The deeper signal is about production maturity. When you discuss rate limiting, the interviewer is listening for whether you've actually dealt with the cascading failures that happen when systems don't have proper backpressure. Do you mention what happens to requests that get rate limited? Do you think about monitoring and observability? Do you consider the user experience of getting a 429 response? Weak candidates treat this as an algorithms problem. Strong candidates treat it as a distributed systems problem with business constraints, user experience implications, and operational requirements. The interviewer wants to know if you'll build something that works in theory or something that works when deployed.

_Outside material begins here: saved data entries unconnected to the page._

PR #2540, opened 2024-03-07
Prevent the sync service from looping so tightly on failure.

pixlwave:
When the sliding sync proxy is misconfigured in the well-known, EX will tightloop trying to restart the service easily generating log files that are multi-gigabytes in size. Once the user is bored of the migration screen, signing out doesn't help either as the client continues trying to restart (but this time fails due to the db not being readable).

This PR adds a 250ms delay when restarting the sync service so we generate less logs in this situation and additionally adds a task that can be cancelled to prevent the service from being restarting if `stopSync` has been called.

Note: This is just a workaround until we have https://github.com/matrix-org/matrix-rust-sdk/issues/2822

### DIFF
--- a/ElementX/Sources/Services/Client/ClientProxy.swift
+++ b/ElementX/Sources/Services/Client/ClientProxy.swift
@@ -211,12 +211,38 @@ class ClientProxy: ClientProxyProtocol {
         }
     }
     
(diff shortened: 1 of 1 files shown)


stefanceriu (approved):
Noice!

PR #2541, opened 2024-03-07
Filters, Mark Unread/Read/Favourites FF removals + code and tests clean up

Velin92:
The title says it all.
We also removed the user suggestions, since it's a feature that was not completed for quite some time.

I have also run periphery to remove some unused code


ElementX/Sources/Services/Room/RoomSummary/RoomSummaryProvider.swift
```diff
@@ -24,9 +24,7 @@ class RoomSummaryProvider: RoomSummaryProviderProtocol {
     private let name: String
     private let shouldUpdateVisibleRange: Bool
     private let notificationSettings: NotificationSettingsProxyProtocol
-    private let backgroundTaskService: BackgroundTaskServiceProtocol
```
Velin92, line 27: Did this thing have any reason to be here at all? Periphery spotted it has assigned but unused.

ElementX/Sources/Services/Room/RoomMember/RoomMemberProxy.swift
```diff
@@ -18,16 +18,9 @@ import Foundation
 import MatrixRustSDK
 
 final class RoomMemberProxy: RoomMemberProxyProtocol {
-    private let backgroundTaskService: BackgroundTaskServiceProtocol
```
Velin92, line 21: same comment as the other one

ElementX/Sources/Services/Room/RoomMember/RoomMemberProxy.swift
pixlwave, line 1: My bad, forgot about these 🙈

pixlwave (approved):
LGTM 👍

ElementX/Sources/Services/Room/RoomMember/RoomMemberProxy.swift
pixlwave: Yeah this one did, it was for ignoring members when the methods were on the proxy.

ElementX/Sources/Services/Room/RoomSummary/RoomSummaryProvider.swift
pixlwave: Possibly for back pagination before that was moved to the timeline?

ElementX/Sources/Services/Room/RoomMember/RoomMemberProxy.swift
Velin92: np, periphery is always here to guide us towards cleaner code

PR #2542, opened 2024-03-07
Zip results from Unit Test failures

pixlwave:
Uploading the unit test results can be slow. E.g. for what ends up as a 41MB download:

Screenshot 2024-03-07 at 3 32 59 pm

So let's try zip them like we do for UI and Integration tests.

Test result, this looks more reasonable to me:
Screenshot 2024-03-07 at 4 02 25 pm


stefanceriu (approved):
lgtm 👌

PR #2545, opened 2024-03-08
Update the SDK adopting new power levels APIs.

pixlwave:
We simplified the SDK to always get `RoomPowerLevels` and always apply `RoomPowerLevelChanges`. This means a load of gymnastics around optionals from #2513 is no longer necessary.


stefanceriu (approved):
Gotta love simplifications!

PR #2547, opened 2024-03-08
Disable auto completion

### LINKED ISSUE #2008: Hitting send unexpectedly triggers predictive text completion
### Steps to reproduce

With predictive text turned on in iOS 17+ (Settings > General > Keyboard > Predictive Text), try writing some text that gets predicted (indicated by a grey suggestion inside the message composer)

#### What did you expect?
I would expect similar behavior to iMessage and other messaging apps.
Coming to mind are:

1. Sending a message while having begun to type a word that gets predicted, it gets completed when hitting send (This is working already)
2. A word you didn't even begin to type, but got predicted, should **not** be completed upon sending
3. When hitting backspace, predicted text should not be completed

#### What happened instead?
1. Worked as expected

2. The word "time" in the below screen capture was predicted, but the user did not show intent to actually want it in the message. iMessage would only complete the word if you at least had entered a "t"

https://github.com/vector-im/element-x-ios/assets/31133207/1de12ab3-d561-4244-8585-62845489b6bb

3. Seen below is the most confusing interaction: When a text is predicted, but the user changes their mind and hits backspace to correct their already written text, the predicted text gets completed in the composer and gets mixed up with whatever remained after the user's correction

https://github.com/vector-im/element-x-ios/assets/31133207/d294be57-2d9d-4e40-b7fe-0115b2d1359e

Another example:

https://github.com/vector-im/element-x-ios/assets/31133207/58b989d4-2be0-4dfe-8d43-a6056f978d90

### Your phone model

iPhone 12 mini

### Operating system version

iOS 17.1

### Application version

1.4.0

### Homeserver

Synapse

### Will you send logs?

No

### LINKED ISSUE #2059: Autocomplete in composer on macOS sonoma corrupts text
### Steps to reproduce

- MBP 14.0 (23A344)
- Advanced composer on
- Version 1.4.0 (77)  (I wish this text were copyable on the Element X settings page)
- Inline predictive text enabled on OS
    - image

When you type a word for which the OS has a predictive suggestion (I think anything longer than a few characters), the next key you press after the inline suggestion has appeared will vape most of the word.

I'm talking here about the inline suggestion (the greyed out end of the suggested word appearing after the characters you've already typed), not the pill suggestion that also sometimes appears (what are you doing Apple I don't need one way to autocomplete words on a computer never mind two).

#### What did you expect?
OS typing suggestions to work as they do natively elsewhere

#### What happened instead?
Deleting the word I'm halfway through typing

### Your phone model

MBP 14.0 (23A344)

### Operating system version

MBP 14.0 (23A344)

### Application version

Version 1.4.0 (77)

### Homeserver

lant.uk

### Will you send logs?

Yes

Velin92:
Given the current issues with predictive text, until we find a way to solve them we disabled auto completion

fixes #2059 
fixes #2008

### DIFF
--- a/ElementX.xcodeproj/project.pbxproj
+++ b/ElementX.xcodeproj/project.pbxproj
@@ -7136,7 +7136,7 @@
 			repositoryURL = "https://github.com/matrix-org/matrix-wysiwyg-composer-swift";
 			requirement = {
 				kind = exactVersion;
-				version = 2.29.0;
+				version = 2.31.0;
 			};
 		};
 		96495DD8554E2F39D3954354 /* XCRemoteSwiftPackageReference "posthog-ios" */ = {
--- a/ElementX.xcodeproj/project.xcworkspace/xcshareddata/swiftpm/Package.resolved
+++ b/ElementX.xcodeproj/project.xcworkspace/xcshareddata/swiftpm/Package.resolved
@@ -139,8 +139,8 @@
       "kind" : "remoteSourceControl",
       "location" : "https://github.com/matrix-org/matrix-wysiwyg-composer-swift",
       "state" : {
-        "revision" : "f788fe2482c0b89019f679a1f43dccf9c25a0782",
-        "version" : "2.29.0"
+        "revision" : "e1cb970b144508a13108762651d141f3488e69ae",
+        "version" : "2.31.0"
       }
     },
     {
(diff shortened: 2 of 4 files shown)


pixlwave (approved):
LGTM 👍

Two strong answers, two angles
Angle A: Start with requirements and constraints
"Before I design anything, I need to understand the rate limiting requirements. Are we limiting per user, per API key, per IP address, or some combination? What's the time window—requests per second, per minute, per hour? And critically, what's our scale—are we talking about a single server handling thousands of requests, or a distributed system across multiple regions handling millions? Let me assume we're building for a REST API with 10,000 requests per second, limiting authenticated users to 100 requests per minute. I'd start with a token bucket algorithm running in Redis, with each user having a key that stores their token count and last refill timestamp. This gives us atomic operations, persistence across server restarts, and the ability to share state across multiple API servers."

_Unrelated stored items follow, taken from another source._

PR #2607, opened 2024-03-26
Fixes #2518, fixes #2590 - Implement public room search list paginati…

### LINKED ISSUE #2518: [Task] Public room search view
The should be accessed by a button in the search screen when the search is highlighted but is empty.
In the meta issue you can find the designs, however we only want to implement the search, no categorisation, sorting or additional filtering is required as of right now

### LINKED ISSUE #2590: [Task] Join a public room from the room search directory
If a room is joinable it should show a Join button (even if the whole cell should be tappable).
This will show a loader, the search view will be dismissed, and then the user will land on the room that they have joined.

stefanceriu:
…on and room joining

### DIFF
--- a/ElementX/Sources/Screens/RoomDirectorySearchScreen/RoomDirectorySearchScreenViewModel.swift
+++ b/ElementX/Sources/Screens/RoomDirectorySearchScreen/RoomDirectorySearchScreenViewModel.swift
@@ -20,7 +20,8 @@ import SwiftUI
 typealias RoomDirectorySearchScreenViewModelType = StateStoreViewModel<RoomDirectorySearchScreenViewState, RoomDirectorySearchScreenViewAction>
 
 class RoomDirectorySearchScreenViewModel: RoomDirectorySearchScreenViewModelType, RoomDirectorySearchScreenViewModelProtocol {
-    private let roomDirectorySearch: RoomDirectorySearchProxyProtocol
+    private let clientProxy: ClientProxyProtocol
+    private let roomDirectorySearchProxy: RoomDirectorySearchProxyProtocol
     private let userIndicatorController: UserIndicatorControllerProtocol
     
     private let actionsSubject: PassthroughSubject<RoomDirectorySearchScreenViewModelAction, Never> = .init()
@@ -28,16 +29,20 @@ class RoomDirectorySearchScreenViewModel: RoomDirectorySearchScreenViewModelType
         actionsSubject.eraseToAnyPublisher()
     }
     
-    init(roomDirectorySearch: RoomDirectorySearchProxyProtocol,
+    @CancellableTask
+    private var dataLoadingTask: Task<Void, Never>?
+    
+    init(clientProxy: ClientProxyProtocol,
          userIndicatorController: UserIndicatorControllerProtocol,
          imageProvider: ImageProviderProtocol) {
-        self.roomDirectorySearch = roomDirectorySearch
+        self.clientProxy = clientProxy
+        roomDirectorySearchProxy = clientProxy.roomDirectorySearchProxy()
         self.userIndicatorController = userIndicatorController
         super.init(initialViewState: RoomDirectorySearchScreenViewState(), imageProvider: imageProvider)
         
-        roomDirectorySearch.resultsPublisher
+        roomDirectorySearchProxy.resultsPublisher
             .receive(on: DispatchQueue.main)
-            .weakAssign(to: \.state.searchResults, on: self)
+            .weakAssign(to: \.state.rooms, on: self)
             .store(in: &cancellables)
         
         context.$viewState.map(\.bindings.searchString)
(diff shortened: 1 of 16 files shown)


ElementX/Sources/Screens/RoomDirectorySearchScreen/RoomDirectorySearchScreenViewModel.swift
```diff
@@ -88,4 +114,25 @@ class RoomDirectorySearchScreenViewModel: RoomDirectorySearchScreenViewModelType
...
+    
+    private func loadNextPage() {
+        dataLoadingTask = Task {
+            state.isLoading = true
+            let _ = await roomDirectorySearchProxy.nextPage()
+            state.isLoading = false
+        }
+    }
+    
+    private static let loadingIndicatorIdentifier = "\(RoomDirectorySearchScreenViewModel.self)-Loading"
```
pixlwave, line 126: Oh wait, did this land in the end? I didn't see the point of `"\(MyViewModel.self)-Loading"` when it's not dynamic and essentially equivalent to a static string.

ElementX/Sources/Screens/RoomDirectorySearchScreen/RoomDirectorySearchScreenViewModel.swift
```diff
@@ -20,24 +20,29 @@ import SwiftUI
...
     private let userIndicatorController: UserIndicatorControllerProtocol
     
     private let actionsSubject: PassthroughSubject<RoomDirectorySearchScreenViewModelAction, Never> = .init()
     var actionsPublisher: AnyPublisher<RoomDirectorySearchScreenViewModelAction, Never> {
         actionsSubject.eraseToAnyPublisher()
     }
     
-    init(roomDirectorySearch: RoomDirectorySearchProxyProtocol,
+    @CancellableTask
+    private var dataLoadingTask: Task<Void, Never>?
```
pixlwave, line 33: What's the benefit in storing the task when we never do anything to check if it's cancelled? (Mauro also decided it wasn't necessary for loading rooms given the update comes separately through an observation).

ElementX/Sources/Screens/RoomDirectorySearchScreen/View/RoomDirectoryCell.swift
```diff
@@ -20,6 +20,7 @@ import SwiftUI
 struct RoomDirectorySearchCell: View {
     let result: RoomDirectorySearchResult
     let imageProvider: ImageProviderProtocol?
+    let joinCallback: () -> Void
```
pixlwave, line 23: Only a thought:
```suggestion
    let joinAction: () -> Void
```

ElementX/Sources/Screens/RoomDirectorySearchScreen/View/RoomDirectoryCell.swift
```diff
@@ -36,9 +37,17 @@ struct RoomDirectorySearchCell: View {
     }
 
     var body: some View {
-        ListRow(label: .avatar(title: result.name ?? result.alias ?? result.id,
-                               description: description,
-                               icon: avatar), kind: .label)
+        if result.canBeJoined {
```
pixlwave, line 40: Would it be tidier to put this in the kind? E.g. a single row with
```
kind: result.canBeJoined ? .navigationLink(join) : .label)
```

ElementX/Sources/Screens/RoomDirectorySearchScreen/View/RoomDirectorySearchScreen.swift
```diff
@@ -46,25 +60,33 @@ struct RoomDirectorySearchScreen: View {
...
-              canBeJoined: false)])),
-    userIndicatorController: UserIndicatorControllerMock(),
-    imageProvider: MockMediaProvider())
+    static let viewModel: RoomDirectorySearchScreenViewModel = {
+        let results = [RoomDirectorySearchResult(id: "test_1",
+                                                 alias: "#test_1:example.com",
+                                                 name: "Test 1",
+                                                 topic: "Test description 1",
+                                                 avatarURL: nil,
+                                                 canBeJoined: true)]
```
pixlwave, line 80: How come we dropped down to only 1 result?

pixlwave (approved):
LGTM 👍

ElementX/Sources/Screens/RoomDirectorySearchScreen/RoomDirectorySearchScreenViewModel.swift
stefanceriu: Yep, because I said something along the lines of: at least this way you can rename the file without worrying about indicator identifiers

ElementX/Sources/Screens/RoomDirectorySearchScreen/RoomDirectorySearchScreenViewModel.swift
stefanceriu: There is still a chance it gets cancelled before it starts and never gets enqueued, no?

ElementX/Sources/Screens/RoomDirectorySearchScreen/View/RoomDirectorySearchScreen.swift
stefanceriu: I think my eyes just missed it when refactoring the previous indentation hell

ElementX/Sources/Screens/RoomDirectorySearchScreen/RoomDirectorySearchScreenViewModel.swift
pixlwave: Ahhh in a refactor, got it 👍

ElementX/Sources/Screens/RoomDirectorySearchScreen/View/RoomDirectoryCell.swift
stefanceriu: Definitely, at least for now or until they diverge too much 👍

PR #2608, opened 2024-03-26
Fix various bugs in the moderation feature.

pixlwave:
Fixes the following bugs from https://github.com/element-hq/element-meta/issues/2369

- Use a consistent string in all member list search fields.
- Show your own user as an Admin when changing roles.
- Also show invited users when changing roles.
- Don't allow admin's to kick/ban other admins (or themselves).
- Show admin/mod/user sections in the edit roles screen.
- Show pending users in the edit roles screen.
- Show selection for disabled members in the edit roles screen.

Additionally fixes a bug where left members were being counted as admins/moderators.


UnitTests/Sources/RoomMembersListScreenViewModelTests.swift
stefanceriu, line 1: Very nice 🙌

stefanceriu (approved):
Looks sensible to me 👍

pixlwave:
In fixing the snapshots I ended up including the final part of the changes (Show role of user & show 'not selectable' checkbox) in this PR.

stefanceriu (approved):
lgtm 👍

PR #2620, opened 2024-04-01
Rust permalinks

stefanceriu:
This PR is the first step towards adopting RustSDK permalink builders. Requires https://github.com/matrix-org/matrix-rust-sdk/pull/3289

### DIFF
--- a/ElementX/Sources/Services/Room/RoomProxy.swift
+++ b/ElementX/Sources/Services/Room/RoomProxy.swift
@@ -528,6 +528,40 @@ class RoomProxy: RoomProxyProtocol {
     func elementCallWidgetDriver() -> ElementCallWidgetDriverProtocol {
         ElementCallWidgetDriver(room: room)
     }
+    
+    // MARK: - Permalinks
+    
+    func matrixToPermalink() async -> Result<URL, RoomProxyError> {
+        do {
+            let urlString = try await room.matrixToPermalink()
+            
+            guard let url = URL(string: urlString) else {
+                MXLog.error("Invalid permalink URL string: \(urlString)")
+                return .failure(.generic("Invalid permalink URL string: \(urlString)"))
+            }
+            
+            return .success(url)
+        } catch {
+            MXLog.error("Failed creating permalink for roomID: \(id) with error: \(error)")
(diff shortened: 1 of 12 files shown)


ElementX/Sources/Services/Room/RoomProxyProtocol.swift
```diff
@@ -19,6 +19,7 @@ import Foundation
 import MatrixRustSDK
 
 enum RoomProxyError: Error, Equatable {
+    case generic(String?)
```
pixlwave, line 22: 2 thoughts:
- Wouldn't it be better to have a nested enum here of say `.rustFailure` and `.invalidURL`.
- But also, what's the point of the associated value here anyway, seeing as it isn't used?

UnitTests/Sources/PermalinkBuilderTests.swift
```diff
@@ -57,6 +57,17 @@ class PermalinkBuilderTests: XCTestCase {
         }
     }
     
+    func testMautrixBridgePermalink() throws {
```
pixlwave, line 60: Nice 👍

ElementX/Sources/Services/Room/RoomProxy.swift
```diff
@@ -528,6 +528,40 @@ class RoomProxy: RoomProxyProtocol {
     func elementCallWidgetDriver() -> ElementCallWidgetDriverProtocol {
         ElementCallWidgetDriver(room: room)
     }
+    
+    // MARK: - Permalinks
+    
+    func matrixToPermalink() async -> Result<URL, RoomProxyError> {
```
pixlwave, line 534: Do you think we should be replacing the host in here with the permalink base URL?

stefanceriu: Talked about it offline, we will handle that through the SDK later

ElementX/Sources/Services/Room/RoomProxyProtocol.swift
stefanceriu: Talked about it offline, we'll handle this in a separate PR and clean up all existing errors.

PR #2626, opened 2024-04-02
Use the new RTE package repo.

pixlwave:
Now that https://github.com/matrix-org/matrix-rich-text-editor/pull/954 is merged, this PR uses [matrix-org/matrix-rich-text-editor-swift](https://github.com/matrix-org/matrix-rich-text-editor-swift) removing the old dependency which was a rather large download at this point.


stefanceriu (approved):
🥳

Angle B: Start with architecture and evolution
"I'd approach this in stages because rate limiting requirements evolve. For an MVP with a single server, I'd implement an in-memory token bucket using a concurrent hash map with periodic cleanup. This handles 95% of cases with microsecond latency. But the real question is distributed rate limiting—when you have multiple API servers, you need shared state. I'd introduce Redis as a centralized counter store, using INCR with EXPIRE for a simple sliding window counter. The tradeoff here is network latency—each request now makes a Redis call—but we gain consistency across servers. For very high throughput, I'd implement a hybrid approach: local in-memory buckets that sync periodically with Redis, accepting some over-limit requests in exchange for reduced latency. The key is making these tradeoffs explicit based on whether we prioritize strict enforcement or performance."
The common weak answer
"I would use a token bucket algorithm where each user gets tokens that refill over time. When a request comes in, we check if they have tokens available. If yes, we decrement and allow the request. If no, we reject it with a 429 status code. We'd store this in Redis for persistence."

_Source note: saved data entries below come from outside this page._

PR #2628, opened 2024-04-03
Fixes #2624, fixes #2625 - Add user suggestions in the create room flows.

### LINKED ISSUE #2624: [Task] Show recently accessed users as potential invitees when creating a new room

### LINKED ISSUE #2625: [Task] Show last visited rooms in the "start chat" screen

stefanceriu:
Requires https://github.com/matrix-org/matrix-rust-sdk/pull/3293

This answer fails because it's a Wikipedia summary, not a design. The interviewer learns nothing about your decision-making process or awareness of tradeoffs. You've named an algorithm but haven't explained why token bucket over leaky bucket or sliding window. You've mentioned Redis but not addressed how you handle Redis being down, or whether you're using Redis transactions, or how you prevent race conditions with concurrent requests. The response signals that you've memorized a pattern but haven't built systems that actually enforce rate limits under production load. Reframe it: "I'd start with token bucket because it allows burst traffic while enforcing average rates, which matches most API usage patterns. The implementation details depend on whether we need strict enforcement—if so, Redis with Lua scripts for atomicity—or if we can tolerate slight over-limit scenarios for better latency."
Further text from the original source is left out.